British Trade and Industry Secretary Ms Patricia Hewitt said yesterday that investors trying to locate in Britain could be influenced by its position outside the euro zone.
Testifying to the British parliament's industry select committee, Ms Hewitt stuck to the government's long-held policy that it would only recommend joining if it judged membership of Europe's single currency to be in Britain's economic interests. Prime Minister Mr Tony Blair has promised a decision will be made by mid 2003.
She added if that judgment was made positively, the government would move "speedily and decisively" to a referendum.
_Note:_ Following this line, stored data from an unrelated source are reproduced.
PR #1334, opened 2016-01-15
Add fmod-function to libPMacc

BeyondEspresso:
Recently I used the `fmod()` function at several occasions (TWTS pulse, upcoming fix for the moving Window). So we have to include this math-function in the templates of libPMacc.

Note: The `fmod` function is entirely distinct from the `modf` function, which is already part of libPMacc.

PR #1336, opened 2016-01-15
Close #1330 Bugfix for slow moving window

### LINKED ISSUE #1330: Moving Window: Too Slow
@BeyondEspresso discovered that the moving window implementation is broken in terms of correctness of speed. Currently, it moves a few percent too slow due to rounding errors.

To fix this reasonably, the implementation in [`simulationControl/MovingWindow.hpp`](https://github.com/ComputationalRadiationPhysics/picongpu/blob/c17cbf98292c2b0e29035dfd05186d811e4748e7/src/picongpu/include/simulationControl/MovingWindow.hpp) needs a full refactoring, is highly obfuscated, very old and needs doxygen documentation (we knew that at least). (In contrast, [the wiki](https://github.com/ComputationalRadiationPhysics/picongpu/wiki/PIConGPU-domain-definitions#moving-window) documents all its non-code aspects very well.)

### Code Analysis

It's very old, pre-git code and we are not surprised that there will be dragons :)

**PIConGPU Code**
Affected `MovingWindow` members:
 - private (central and to-be-redone API): `getCurrentSlideInfo`
 - public: `getSlideCounter`, `slideInCurrentStep`, `getWindow` (the last one is the only one that will actually update the offset)

`getWindow` is the *only one* that will actually update the offset members in `MovingWindow`, but is not triggered when actually doing the slide in `simulationControl/MySimulation.hpp` leaving the offsets partly outdated for some time.

**PMacc code**
`MySimulation` calls then `GridController::slide(...)` which then implements the offset calculation *again on it's own* in PMacc `mappings/simulation/GridController::updateLocalDomainOffset` that finally also updates the `SubGrid`. Also, it triggers `communication/CommunicatorMPI::slide`... . Finally, as a special feature, the `GridController` and `CommunicatorMPI` each implement a `setStateAfterSlides` that can be used to restart a simulation and "emulate" the number of slides it did before (for `SubGrid` and `CommunicatorMPI`) and return true if a slide has happened *for this MPI-rank*.

Again, `slide/setStateAfterSlides` calls will perform a slide as soon as called and are collective but return only true if *one was one of the GPUs that was moved from back to front*.

Last word on the `CommunicatorMPI`: even if documented called in-code precisely, it updates only the position in the 3D grid of MPI ranks (no manipulation of cell domain information or offsets). At time of slide the exchange partners are updated. An interesting and fishy member is `yoffset` which is together with `coords` defining a virtual layer for enumerating the MPI-rank positions in the domain decomposition since the `MPI_Cart_create` operation is expensive and only done once at the beginning of the sim. One wants a continuously, monotonically increasing numbered space of GPU positions after slides. Its member `updateCoordinates` might still need a good review but is unaffected as long as slides continue to happen in `y`.

### Proposed Refactoring

[WIP!]

"Slide" describes the moving of a whole plane of GPUs from the back of the simulation box to the front.

**Algorithm** (PIConGPU Code)
`MovingWindow` should first separate the *raw algorithm on moving window offset calculation* and the *manipulation of members*.

Raw members for algorithm:
 - `setStartAfterStep(uint32_t)`: start in steps; step after that the moving window starts to move (time offset for the moving starts, precision: one time step)
 - `setSpeed(float64_t)`: currently `c`
 - `int64_t getCurrentMovedCells( float32_t cellSizeInDir, uint32_t currentStep)`: current number of cells moved which is a scalar, not a 3D position, which makes the direction irrelevant

The `MovingWindow`'s member `window` should be a separate singleton as `SubGrid`, manipulated with the results from the previous class.

**Slide Detection** (PIConGPU Code)

To detect if a slide occurs after the current step (which is the connection to PMacc that controls MPI & reinit after sliding) one can simply [calculate](https://github.com/ComputationalRadiationPhysics/picongpu/wiki/PIConGPU-domain-definitions):
```C++
    // allows static load balancing in y later on
    bool isSlideAfterStep = (globalDomain.size - globalWindow.offset - globalWindow.size) == 0;
```

**Offset and Window Size Updates**

`SubGrid` is already there for *local domain* size and offset remembering and can be manipulated by all members. `Window` is regularly updated every time step and `SubGrid` only on slides.

PIConGPU now decides on a `slideDirection`.

PIConGPU (MySimulation) code logic at the beginning of a step:
 - `isSlideAfterStep(t-1)`
 - `isSliding = `GPU position in Communicator...(slideDirection) is back of box in that slideDirection
 - if `isSlideAfterStep`: slide GC/Communicator
   - offset updates `SubGrid` (assume cell in y equal for all GPUs):
     - `SubGrid.globalDomain.offset(slideDirection) += SubGrid.localDomain.size`
     - `SubGrid.localDomain.offset(slideDirection) = globalWindow.offset(slideDirection) + globalWindow.size(slideDirection) - SubGrid.localDomain.size`
 - `moveCells = MovingWindow::getCurrentMovedCells`
 - update `Window`:
   - (can be implemented in a `Window` member)
   - `globalWindow.offset = MovingWindow::getCurrentMovedCells - SubGrid.globalDomain.offset`
   - `localWindow.offset = SubGrid.localDomain.offset - globalWindow.offset`
     - `< 0 ?` (means back of simulation box): `localWindow.size -= moveCells`
   - `[local&global]Window.offset += moveCells`
   - if `localWindow.size <= 0`: (or `isSliding == true`):
     - `localWindow.size += SubGrid.localDomain.size`
     - `localWindow.offset = 0`

BeyondEspresso:
Close #1330: As @ax3l described in #1330 we have a problem with the speed of the moving window in the current implementation. On a scale of several 100000 timesteps this can easily make an unaccounted window-offset of approx. 100 cells.

This pull request provides a minimal invasive fix for the physics side of the problem. I tested the code for the correct speed. The offset difference to the ideal is now smaller than the cell size and does not become larger with time.

- [x] depends on and needs rebase after #1334 was reviewed & merged

### DIFF
--- a/src/libPMacc/include/algorithms/math/defines/fmod.hpp
+++ b/src/libPMacc/include/algorithms/math/defines/fmod.hpp
@@ -1,0 +1,51 @@
+/**
+ * Copyright 2016 Alexander Debus
+ *
+ * This file is part of libPMacc.
+ *
+ * libPMacc is free software: you can redistribute it and/or modify
+ * it under the terms of either the GNU General Public License or
+ * the GNU Lesser General Public License as published by
+ * the Free Software Foundation, either version 3 of the License, or
+ * (at your option) any later version.
+ *
+ * libPMacc is distributed in the hope that it will be useful,
+ * but WITHOUT ANY WARRANTY; without even the implied warranty of
+ * MERCHANTABILITY or FITNESS FOR A PARTICULAR PURPOSE.  See the
+ * GNU General Public License and the GNU Lesser General Public License
+ * for more details.
+ *
+ * You should have received a copy of the GNU General Public License
+ * and the GNU Lesser General Public License along with libPMacc.
+ * If not, see <http://www.gnu.org/licenses/>.
+ */
+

"The problem of the exchange rate and the whole issue of the single currency is undoubtedly a factor in investment decisions," Ms Hewitt said. "We are part of an enormous single market but not at the moment part of the single currency."
Inward investment projects into Britain dropped by 12 per cent in the latest financial year, government agency Invest.UK reported in July.
Last week, Ford Motor president Mr Nick Scheele said Britain should make a commitment soon to join the euro to help businesses like his.
"Foreign investors have warned again and again that Britain is a less attractive location if we remain outside the euro," said Mr Philippe Legrain, chief economist of Britain in Europe. "The longer Britain remains isolated from the euro, the higher that price will be."
Ms Hewitt said some of Britain's slippage was due to its previous dominance of inward investment from the US, and the telecoms and other high-tech sectors in particular.